We thought we were out of the woods. After several early miscarriages, I was finally pregnant with a healthy baby girl who had passed her amnio with flying colors. I’d stopped fearing the worst and was enjoying my second trimester, especially eating for two and flaunting my bump.
Then, during the 22-week ultrasound, I heard the technician say “Uh oh.” The baby was still fine, thank God, but my cervix wasn’t. It had shortened and funneled (I pictured the tornado from The Wizard of Oz) and could not be relied upon to keep my baby safe in the womb until her due date. I was at high risk for preterm labor.
It wasn’t good news, but I didn’t realize how serious my condition was until a doctor strapped me to a monitor to check for contractions. When I offered him a peek at our new ultrasound picture, he glanced away, muttering, “I probably shouldn’t look at that just yet.” I could tell he thought my baby might not make it, and I dissolved into tears.
The only hope for my baby was strict bed rest. I quit my job and settled into the couch on the first floor of our townhouse apartment. I was allowed to get up only to use the bathroom or grab a drink, and was told to avoid the stairs. Sex was forbidden. I couldn’t even do kegels.

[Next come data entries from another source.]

PR #446, opened 2018-11-12
Pro 2795 remove escaped characters in declarartion

sanjayparekh-hmcts:
Remove escaped chars for print PA template

```
[ ] Yes
[ X] No
```


app/resources/en/translation/declaration.json
```diff
@@ -1,6 +1,6 @@
 {
   "title": "Check the legal statement and make your declaration",
-  "intro": "This statement is based on the information you&rsquo;ve given in your application. It will be stored as a public record.",
+  "intro": "This statement is based on the information you've given in your application. It will be stored as a public record.",
```
shepda: We should be using `&rsquo;` here to keep consistency across the app

sanjayparekh-hmcts: I dont think we should have escaped chars in 'content' if we can avoid it

shepda: We've done this throughout the app because the decision was taken a long time ago by UX that having proper 66 and 99's was looked better than having `'`.

If we're going to decide to change that then we should change them throughout the app rather than just in one place.

sanjayparekh-hmcts: I've had to reinstate these as this is the only way t solve this JIRA

PR #447, opened 2018-11-12
Pro 3779 session not timing out

davejones74:
https://tools.hmcts.net/jira/browse/PRO-3779

### Change description ###
Update to add session expiry to the Probate Personal Applicant application. This is controlled by two config parameters - _Expires_ and _TTL_.
- app.session.expires: 3600000 // ms (60 min)
- app.session.ttl: 28800 // s (8 hours)

The **expires** paremeter configures an inactive period which is 60 minutes. If the user hasn't clicked in the 60 minutes then the application times out. There is an exclude list **whitelistedPagesIgnoreSessionTimeout** which allows the /payment-status page to be ignored during payments so these don't expire. 

The **ttl** parameter configures the time to live for the session (Redis sessionStore) object. This time is 8 hours but appears to be reset every time the user performs a request.

The difference between ttl and expires is that expires is a soft flag where the session isn't necessirly lost but the application can then force the timeout to occur. This allows CSRF issues to be accomodated. ttl once passed removes the session from redis.

The implementation has highlighted an existing issue currently inherient in the live application and with this update - if the session store object is lost I.e. TTL is reached or the session is removed from Redis unexpectedly, performing a POST at that point would cause an CSRF error, however for a session expiry this is not the case.

Once either a session has expired or a session is lost the application redirects to a /time-out page which is publically and therefore not protected from IdAM. The user will then be given the option to login again. 

```
[ ] Yes
[x] No
```


app/components/security.js
```diff
@@ -35,10 +36,11 @@ class Security {
             if (securityCookie) {
                 const lostSession = !req.session.expires;
                 const sessionExpired = req.session.expires?req.session.expires <= Date.now():false;
+                const sessionTimeoutCheck = !includes(config.whitelistedPagesIgnoreSessionTimeout, req.originalUrl);
```
LucaDelBuonoHMCTS: Do we need lodash for this? Wouldn't `!config.whitelistedPagesIgnoreSessionTimeout.includes(req.originalUrl)` be the same?

app/components/security.js
```diff
@@ -76,7 +98,7 @@ class Security {
         if (userRoles.some(role => authorisedRoles.includes(role))) {
             next();
         } else {
-            logger.error('[ERROR] :: Error authorising user, Role Not Authorised');
+            logger().error('[ERROR] :: Error authorising user, Role Not Authorised');
```
LucaDelBuonoHMCTS: Why not use `req.log.error()` here like above?

davejones74: req not passed in so can't create req.log from logger(req.sessionID).

app/config.js
```diff
@@ -163,7 +164,7 @@ const config = {
...
     whitelistedPagesAfterDeclaration: ['/tasklist', '/executors-invites-sent', '/copies-uk', '/assets-overseas', '/copies-overseas', '/copies-summary', '/payment-breakdown', '/payment-breakdown?status=failure', '/payment-status', '/documents', '/thankyou', '/check-answers-pdf', '/declaration-pdf', '/sign-out'],
     hardStopParams: ['will.left', 'will.original', 'iht.completed', 'applicant.executor'],
-    nonIdamPages: ['stop-page/*', 'error', 'sign-in', 'pin-resend', 'pin-sent', 'co-applicant-*', 'pin', 'inviteIdList', 'start-eligibility', 'death-certificate', 'deceased-domicile', 'iht-completed', 'will-left', 'will-original', 'applicant-executor', 'mental-capacity', 'died-after-october-2014', 'relationship-to-deceased', 'other-applicants', 'start-apply', 'time-out'],
+    nonIdamPages: ['stop-page/*', 'error', 'sign-in', 'pin-resend', 'pin-sent', 'co-applicant-*', 'pin', 'inviteIdList', 'start-eligibility', 'death-certificate', 'deceased-domicile', 'iht-completed', 'will-left', 'will-original', 'applicant-executor', 'mental-capacity', 'died-after-october-2014', 'relationship-to-deceased', 'other-applicants', 'time-out', 'start-apply'],
```
LucaDelBuonoHMCTS: Pointless change :)

app/config.js
```diff
@@ -173,8 +174,11 @@ const config = {
...
-    hardStopParams: ['will.left', 'will.original', 'iht.completed', 'applicant.executor'],
-    nonIdamPages: ['stop-page/*', 'error', 'sign-in', 'pin-resend', 'pin-sent', 'co-applicant-*', 'pin', 'inviteIdList', 'start-eligibility', 'death-certificate', 'deceased-domicile', 'iht-completed', 'will-left', 'will-original', 'applicant-executor', 'mental-capacity', 'died-after-october-2014', 'relationship-to-deceased', 'other-applicants', 'start-apply', 'time-out'],
+    hardStopParams: {
+        probate: [],
+        intestacy: []
+    },
+    nonIdamPages: ['stop-page/*', 'error', 'sign-in', 'pin-resend', 'pin-sent', 'co-applicant-*', 'pin', 'inviteIdList', 'start-eligibility', 'death-certificate', 'deceased-domicile', 'iht-completed', 'will-left', 'will-original', 'applicant-executor', 'mental-capacity', 'died-after-october-2014', 'related-to-deceased', 'other-applicants', 'start-apply', 'time-out'],
```
LucaDelBuonoHMCTS: Weird that this block shows as a change with master... :-/

bmj-vsalivendra:
Closing this pr and creating new one because Unable to access feature toggles.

Bed rest might sound like a nice holiday, but when you’re healthy and energetic, laying still 24/7 doesn’t feel right. I was antsy and tense, unable to concentrate on television and magazines because I was so scared. I spent most of my time with my iPad propped on my belly, googling “incompetent cervix” and studying viability rates for premature babies. I knew I had to do whatever it took to save my daughter.